The ballot was taken by voice, kind of like when you’re a kid in school and the teacher calls your name for attendance. I provided assistance as an “auditor”, noting on a list of delegates how each delegate voted as their votes were cast, to provide backup in case there was a challenge as to who voted how. Then they started calling the names, while also providing a tally on an oversized notepad up front for all to see.
Each name was called and delegates shouted out their choice: “Ruskin!” “Ruskin!”, “Barton”, “No Endorsement, “Barton” and so on. Everyone was quiet and listening, and more than one person was keeping their own count like I was. High drama indeed.
Early on it seemed Ruskin was going to get it. As each campaign’s crew kept up their own tally, some were feeling good and some were starting to sweat. But just when it seemed that the great majority of votes were a runaway train for Ruskin, everything changed. The votes were starting to come in for Barton one by one, and the rest were for “No Endorsement.” Just as quickly as Ruskin had surged, he fell. Barton and No Endorsement were starting to dominate the vote tally.
The vote ended. After making sure everyone had their vote counted, the long division and multiplication began. Final count was as follows:
Total Votes Cast: 72
Ira Ruskin: 36
John Barton: 21
Barbara Nesbet: 1
John Carcione: 0
No Endorsement: 14
Thus, Ruskin fell short, getting only 50% of the delegate vote, a drop from his 56% in December. Barton, who had more community group and constituent support but not as much support amongst party regulars, moved up, and Barbara Nesbet’s bid for No Endorsement seemed to help – although one delegate ended up voting FOR her, even though she didn’t want any votes!
Barton’s campaign was clearly heartened by the news, since they’ve been leading in polling and organizing for some time, but like many campaigns, don’t always have the support of every single party regular who’s the type of person who shows up to these sorts of gatherings on a regular basis.
His surge in support, combined with many people who decided it was best to let voters decide who the best Democrat of the pack would be (and not the party), showed new strength for Barton amongst party regulars. Ruskin’s decline clearly caught his crew off-guard, since it is unusual for someone to decline in support like this.
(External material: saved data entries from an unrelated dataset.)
PR #9983, opened 2025-02-10
chore: remove duplicate function

howbazaar:
The `_get_location` method id declared twice. Most likely here due to a git merge update.


kapilt (approved):
thanks, lgtm

PR #9994, opened 2025-02-16
releng - feb 2025 dep updates

kapilt:
- **releng - dep updates feb 2025**
- **tweak python versions to coincide with cryptography**

addresses a dependabot warning about cryptography dependency.


ajkerrigan (approved):
looks good, good call with 3.9.2+ to avoid cryptography issues :+1: .

did you run into any issues with 3.9.0/3.9.1 on our end, or just being proactive/safe?

kapilt:
I believe the cryptography department explicitly disabled on 3.9.0

PR #9995, opened 2025-02-17
aws - destination and delivery destination

mattheidelbaugh:
I misunderstood the distinction between destinations and delivery destinations in my initial implementation.  I've remedied those issues by implementing them as two separate resource types: aws.destination and aws.delivery-destination


ajkerrigan (approved):
Thanks @mattheidelbaugh :+1:

PR #9996, opened 2025-02-18
Support Additional AWS Partitions for Mailer SNS Delivery

iamperson347:
Adjust logic to check if Mailer Target is SNS is SNS in different partitions


iamperson347:
@kapilt sorry for letting this lapse so long - I've rebased and signed the CLA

Now the campaigns will all continue to raise money and recruit supporters. While some independent party organizations such as the Sil con Valley Democratic Forum (who have endorsed John Barton) may make endorsements, no one will be able to call themselves the 100% official party-approved candidate. In a crowded race such a label might help votes, confused by their choices, to pick a candidate. Now each candidate will highlight other endorsements and issues to help voters make the best choice on primary day.
The drama was over. The votes were counted and cast and everyone moved on to the Simitian/Lempert race. Simitian’s challenge was simple – he had 60% of delegates committed – but he had to get them all there and make sure they stayed.
I’d had my fill of delegate debates and counting strategies and took off for the convention hall to watch the latest LaRouche Loony Parade out front and take a break.
For those who think politics is dull – spend some time at a delegate fight like this and put your money on one of the contenders. Then you’ll see just how much interest these things can generate. Fun stuff.
It is unfortunate the Elders of Kobol or whoever is in charge of the Democratic Party in DC have spent years trying to make the national convention a coronation ceremony instead of a deal-making interactive process since it made participating in all these things more interesting – and more important. For a view of such a system, try renting The Best Man starring Henry Fonda. It’s worth a look!